Evidence & guidelines

The group is defined in the DSM-5, which reorganized the anxiety-disorder chapter (for example separating obsessive-compulsive and trauma-related disorders into their own chapters), and in the ICD-11 (anxiety or fear-related disorders, codes 6B00-6B0Z). Narrative reviews summarize clinical features and mechanisms, and the Global Burden of Disease studies quantify population impact.

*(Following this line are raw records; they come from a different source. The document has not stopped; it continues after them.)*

PR #3954, opened 2026-08-20
refactor: build out an object-mapping for sqlite

markovejnovic:


markovejnovic:
It looks like this is getting dropped on the floor, unfortunately.

PR #3955, opened 2026-08-20
perf(sync): parallel record downloads

markovejnovic:
# Downloads are now 339% faster.

Before

image

After

image

## Current State

Currently records are downloaded in the following algorithm:

```mermaid
flowchart TD
  download-page
  commit-page-to-db
  
  download-page --> commit-page-to-db --> download-page
```

Each page download is against a cursor: "Download page of records in range idx=[0, 100]". Since we know how many records we need to download total, we take our total record range `total=[0, 1K]`, and we loop over with some gait (in my example 100).

## This PR

This PR makes it so that we download pages in a stream, concurrently. Since we know the gait, we take our `total=[0, 1K]` range and split it into tiles: `total=[[0,100], [101, 200], [201, 300]...]`.

We then use tokio's `buffered` utility to run those requests in parallel and create an ordered insertion stream, so the chart ends up looking something like

```mermaid
flowchart TD
  download-page-1 --> insert-page-1
  insert-page-1 --> insert-page-2
  download-page-2 --> insert-page-2
  insert-page-2 --> insert-page-3
  download-page-3 --> insert-page-3
```

Inserting pages is an order-of-magnitude cheaper (in terms of latency) operation.

The implementation is slightly more complicated than this naive implementation as we cannot trust that a server will gracefully return fully loaded-up pages (note we assume as part of the parallelization flow that the server will return `gait`-many entries in a page), so, consequently, there is a fallback branch which downloads pages serially in case we find one page which has a gait samller than expected. Practically, this happens if the `SQL` query page size is smaller than what the client requested, which, in our case, is never, but more fault tolerance, more good.

## Other Changes

- Created a new type `Tiled`, intended to be used as `(0..100).tiled(5)` to return `[(0,5), (6,10), ...]`. It's got all the `Iterator` impls you'd expect.
- Tweaked `api_client.rs` a little bit to have a calling convention `.records().stream()` to get a stream of records and `.records().one()` if you only want one record.
- Renamed `RecordSeriesKey::host -> host_id`.
- Trimmed some tests.
- `sync/packfile.rs` got removed in favor of being inlined inside `sync/mod.rs`. I realized it made no sense to keep this code completely separate.

## Review Order

- Check `tiled.rs`. It's mostly self-contained, simple, but quite useful.
- Check `api_client.rs` -- there's a new calling convention `client.records(series).stream()`.
- Check everything else.

## Benchmarks

Ran some real benchmarks on my personal ~52K records. Before 1m35. After 28s to download them. 339% improvement.


ellie (approved):
I focused on a higher level functionality review here, seeing as we want to ship asap.

Generally looks good to me, my main concern was wrt order preservation but it seems like that it well handled. I am doing a thorough e2e test of this separately to ensure that correctness is maintained in the store, but going by the code I think it will be fine!

markovejnovic:
going to wait on @taylordotfish's review and we'll be good to merge

crates/atuin-common/src/range/tiled.rs
```diff
@@ -0,0 +1,160 @@
...
+mod sealed {
+    pub trait Sealed {}
+    impl Sealed for u8 {}
+    impl Sealed for u16 {}
+    impl Sealed for u32 {}
+    impl Sealed for u64 {}
+    impl Sealed for usize {}
+}
+
+#[doc(hidden)]
```
taylordotfish:
```suggestion
```

If you really need to hide the members, put them in `Sealed`

crates/atuin-common/src/range/tiled.rs
```diff
@@ -0,0 +1,160 @@
...
+pub trait TileIdx: sealed::Sealed + Copy + Ord {
+    type NonZero: Copy + std::fmt::Debug;
+
+    /// `self` advanced by a non-zero tile width, saturating at the type's maximum.
+    fn saturating_advance(self, by: Self::NonZero) -> Self;
+
+    /// `size` as a non-zero tile width, falling back to `1` when it is `0`.
+    fn width_or_one(size: Self) -> Self::NonZero;
```
taylordotfish: Confusing name, should be called something like `into_nonzero_or_one` or `into_nonzero_saturating`. The actual conversion has nothing to do with "width" or "size"

crates/atuin-common/src/range/tiled.rs
```diff
@@ -0,0 +1,160 @@
...
+    pub trait Sealed {}
+    impl Sealed for u8 {}
+    impl Sealed for u16 {}
+    impl Sealed for u32 {}
+    impl Sealed for u64 {}
+    impl Sealed for usize {}
+}
+
+#[doc(hidden)]
+pub trait TileIdx: sealed::Sealed + Copy + Ord {
```
taylordotfish: Would prefer to call this `TileInt` or `TileItem` as it's not specific to indexes

crates/atuin-common/src/range/tiled.rs
taylordotfish, line 1: The term "tile" is confusing. When I first saw "tile" I thought the iterator was going to be two-dimensional somehow. Can we call it "chunked" instead or similar?

crates/atuin-common/src/range/tiled.rs
```diff
@@ -0,0 +1,160 @@
...
+use std::num::{NonZeroU8, NonZeroU16, NonZeroU32, NonZeroU64, NonZeroUsize};
+use std::ops::Range;
+
+mod sealed {
+    pub trait Sealed {}
+    impl Sealed for u8 {}
+    impl Sealed for u16 {}
+    impl Sealed for u32 {}
+    impl Sealed for u64 {}
+    impl Sealed for usize {}
```
taylordotfish: `impl_tile_idx!` should emit an impl of `Sealed` instead of having to do it manually here. The impl doesn't need to exist in the `sealed` module, you can just add it to the macro

crates/atuin-common/src/range/tiled.rs
```diff
@@ -0,0 +1,160 @@
...
+        let tile = self.cursor..stop;
+        self.cursor = stop;
+        Some(tile)
+    }
+}
+
+impl<T: TileIdx> FusedIterator for Tiled<T> {}
+
+/// Tile a [`Range`] into fixed-size sub-ranges. See [`Tiled`].
+pub trait RangeTiledExt<T: TileIdx> {
```
taylordotfish: Just call it `RangeExt`; `atuin_common::range::tiled::RangeExt` is already clear, and it gets imported `as _` anyway. If you really want to re-export in the parent module, then re-export `tiled::RangeExt` as `RangeTiledExt`, but the non-reexported version is only two characters longer for the `::` anyway

crates/atuin-common/src/range/tiled.rs
```diff
@@ -0,0 +1,160 @@
...
+        }
+    )+};
+}
+
+impl_tile_idx!(
+    u8 => NonZeroU8,
+    u16 => NonZeroU16,
+    u32 => NonZeroU32,
+    u64 => NonZeroU64,
+    usize => NonZeroUsize,
```
taylordotfish: `NonZero<T>` is now stable, so this could be made simpler by not having to explicitly name every nonzero equivalent

crates/atuin-client/src/api_client.rs
```diff
@@ -268,6 +278,119 @@ pub fn caps_client(
...
+            }
+        }
+    }
+
+    /// Fetch one page of `series`' records: `page.end - page.start` records starting at
+    /// `page.start`.
+    #[instrument(level = "trace", skip(self), err)]
+    async fn page(&self, page: Range<RecordIdx>) -> Result<(u64, Vec<Record<EncryptedData>>)> {
+        let base_url = self.client.sync_addr.append_path("api/v0/record/next")?;
+        let width = page.end - page.start;
```
taylordotfish: It doesn't really make a lot of sense that this method unconditionally returns `page.end - page.start`. The caller can do that if they really need. This should just return the `Vec`

crates/atuin-client/src/api_client.rs
```diff
@@ -268,6 +278,119 @@ pub fn caps_client(
...
+    /// The plan lets us prefetch several pages in parallel at predictable offsets; if the server
+    /// returns a short page mid-stream we fall back to a serial finish from real progress so no
+    /// records are skipped.
+    pub fn stream(
+        self,
+        chunks: Tiled<RecordIdx>,
+    ) -> impl Stream<Item = Result<Vec<Record<EncryptedData>>>> + 'static {
+        try_stream! {
+            // Download the pages in parallel.
+            let mut fetches = stream::iter(chunks).map(|p| self.page(p))
```
taylordotfish: Related to my previous comment, I would do this here instead of returning it from `page`:

```suggestion
            let mut fetches = stream::iter(chunks).map(|p| (p.end - p.start, self.page(p)))
```

crates/atuin-client/src/api_client.rs
```diff
@@ -268,6 +278,119 @@ pub fn caps_client(
...
+            .query(&[
+                ("host", self.series.host_id.to_string()),
+                ("tag", self.series.tag.as_str().to_owned()),
+                ("start", page.start.to_string()),
+                ("count", width.to_string()),
+            ])
+            .send()
+            .await?;
+        let resp = handle_resp_error(resp).await?;
+        let records = resp.json::<Vec<Record<EncryptedData>>>().await?;
```
taylordotfish, line 396: fwiw, turbofish here isn't necessary, the type is unambiguous from the function signature

crates/atuin-client/src/api_client.rs
```diff
@@ -268,6 +278,119 @@ pub fn caps_client(
...
+    }
+
+    /// Stream the record pages the `chunks` plan covers for this series.
+    ///
+    /// The plan lets us prefetch several pages in parallel at predictable offsets; if the server
+    /// returns a short page mid-stream we fall back to a serial finish from real progress so no
+    /// records are skipped.
+    pub fn stream(
+        self,
+        chunks: Tiled<RecordIdx>,
```
taylordotfish: Question: instead of accepting a `Tiled`, can this accept any `impl IntoIterator<Item = Range<T>>`? If it would be very hard to generalize this function as such, then skip it, just wondering if it wouldn't be too much work to add

crates/atuin-client/src/api_client.rs
```diff
@@ -347,9 +470,29 @@ impl Client {
         Ok(())
     }
 
-    /// Upload the given packfile.
+    /// Upload a stream of packfile blobs, transferring several concurrently.
+    #[instrument(level = "trace", skip_all, err)]
+    pub async fn upload_packfiles(
+        &self,
+        packfiles: impl Stream<Item = Result<(RecordId, Vec<RecordId>, Vec<u8>)>>,
```
taylordotfish: The 3-tuple is confusing here; can we make it a named struct?

crates/atuin-client/src/api_client.rs
```diff
@@ -347,9 +470,29 @@ impl Client {
...
+        packfiles
+            .map(move |packfile| {
+                let client = client.clone();
+                async move {
+                    let (manifest_id, record_ids, blob) = packfile?;
+                    client.upload_packfile(manifest_id, &record_ids, blob).await
+                }
+            })
+            .buffered(MAX_CONCURRENT_PACKFILE_UPLOADS)
+            .try_for_each(|()| async { Ok(()) })
```
taylordotfish: imo this reads a bit better, and could be slightly faster due to not having to check a `Result`. works because `()` implements `Extend<()>`

```suggestion
            .try_collect::<()>()
```

taylordotfish (commented):
Partial review on everything except `sync/mod.rs`

crates/atuin-client/src/record/sync/mod.rs
```diff
@@ -401,42 +463,78 @@ impl Keyed<'_> {
...
+        let tiles = (first_missing_local..first_missing_local + expected).tiled(page_size);
+        let ret = self.download_pages(series, tiles, &pb).await?;
+
+        pb.finish_with_message("Downloaded records");
+
+        Ok(ret)
+    }
+
+    #[instrument(level = "trace", skip_all, fields(id = ?manifest.id), err)]
+    pub(super) async fn download_packed(
```
taylordotfish: Does this need to be `pub(super)`? Seems like it's only used in this module.

crates/atuin-client/src/record/sync/mod.rs
```diff
@@ -401,42 +463,78 @@ impl Keyed<'_> {
...
+
+        let pages = self.engine.client.records(series).stream(tiles);
+        futures::pin_mut!(pages);
+        while let Some(page) = pages.next().await {
+            let page = page.map_err(|e| SyncError::RemoteRequestError { msg: e.to_string() })?;
 
-            // We commit the packfile's history into the local store before we persist the manifests, so
-            // a manifest we recorded always has its associated history.
+            // A packfile manifest's history must land in the store *before* the manifest itself, so
+            // a stored manifest always has its records. Loose pages have no such step.
```
taylordotfish, line 542: I don't understand this comment. What is a "loose page"?

taylordotfish (commented):
Latter part of review: `sync/mod.rs`

crates/atuin-common/src/range/tiled.rs
markovejnovic: The iterator is two dimensional though. `.tiled()` raises the dimensionality of the iterator. We go from

```
[1, 2, 3, 4, 5]
```

to

```
[
  [1,2],
  [3,4],
  [5,]
]
```


That being said, I do recognize the name is perhaps less than ideal. I went through some options and I'll list them out:

- `chunked` isn't ideal because this _isn't_ chunking. It's taking a range, and creating an iterator of ranges. There already is a `chunk` operation on `Range`, as `Range` implements `IntoIterator`, meaning that you can call `(x..y).iter().chunked()` and guess what that does -- returns an `Iterator<Iterator<usize>>` (or similar)
- `partition` would mean taking the range and partitioning it on some ordering key. Less than ideal.

crates/atuin-client/src/api_client.rs
markovejnovic: I have no clue how this snuck in

crates/atuin-client/src/api_client.rs
markovejnovic: Sure

crates/atuin-client/src/record/sync/mod.rs
markovejnovic: non packfile

crates/atuin-client/src/api_client.rs
markovejnovic: Unfortunately no since the short page recovery relies on `Tiled`'s methods.

crates/atuin-common/src/range/tiled.rs
taylordotfish: I see your point. In concept, though, I think it is the same as `chunks`. `Range`s *are* iterators, so `tiled` does give you an `Iterator<Iterator<usize>>`, the difference is just that the chunks have a concrete type, `Range`, instead of an opaque struct that implements `Iterator`, enabling you to do more operations on them, like `.start` and `.end`.

So maybe we can call it `.range_chunks`? Or is there a name that communicates “chunks, but where the chunks have the same type as the parent iterator”? `self_chunks`? (don't really like that)

crates/atuin-client/src/record/sync/mod.rs
taylordotfish: I see. Maybe just get rid of the last sentence? I think it's clear without it. Non-packfile records obviously don't have any child history to expand; they're leaf nodes.

If you'd prefer to keep it in, maybe reword to “pages of non-packfile records” to make it clearer for a future reader?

Specific management recommendations are issued by national bodies and lie outside this reference entry.

History

Concepts such as anxiety neurosis and phobia have a long history in psychiatry, but the modern grouping was shaped by twentieth-century nosology; the DSM-III introduced operationalized anxiety-disorder categories, and subsequent editions, including the DSM-5, refined their organization, while learning-theory and neurobiological research progressively clarified mechanisms of fear and avoidance.

Debates

How should the anxiety-related disorders be grouped?
The DSM-5 moved obsessive-compulsive and post-traumatic conditions out of the anxiety-disorders chapter, and the boundaries among generalized anxiety, depression, and other fear-related disorders remain a subject of nosological discussion.

Related topics

Seminal works

  • craske-stein-2016
  • morrison-heimberg-2013
  • vos-2022

Frequently asked questions

When does anxiety become a disorder?
Anxiety is a normal, often adaptive response to threat; it is considered a disorder when it is excessive and out of proportion to the situation, persists over time, and causes clinically significant distress or impairment in functioning.
How does this entry relate to the other anxiety-disorders entry in the atlas?
This entry presents anxiety disorders from the family-medicine reference perspective, while a separate atlas node treats them under the specialist psychiatric classification; the two are cross-linked as neighbours rather than duplicated.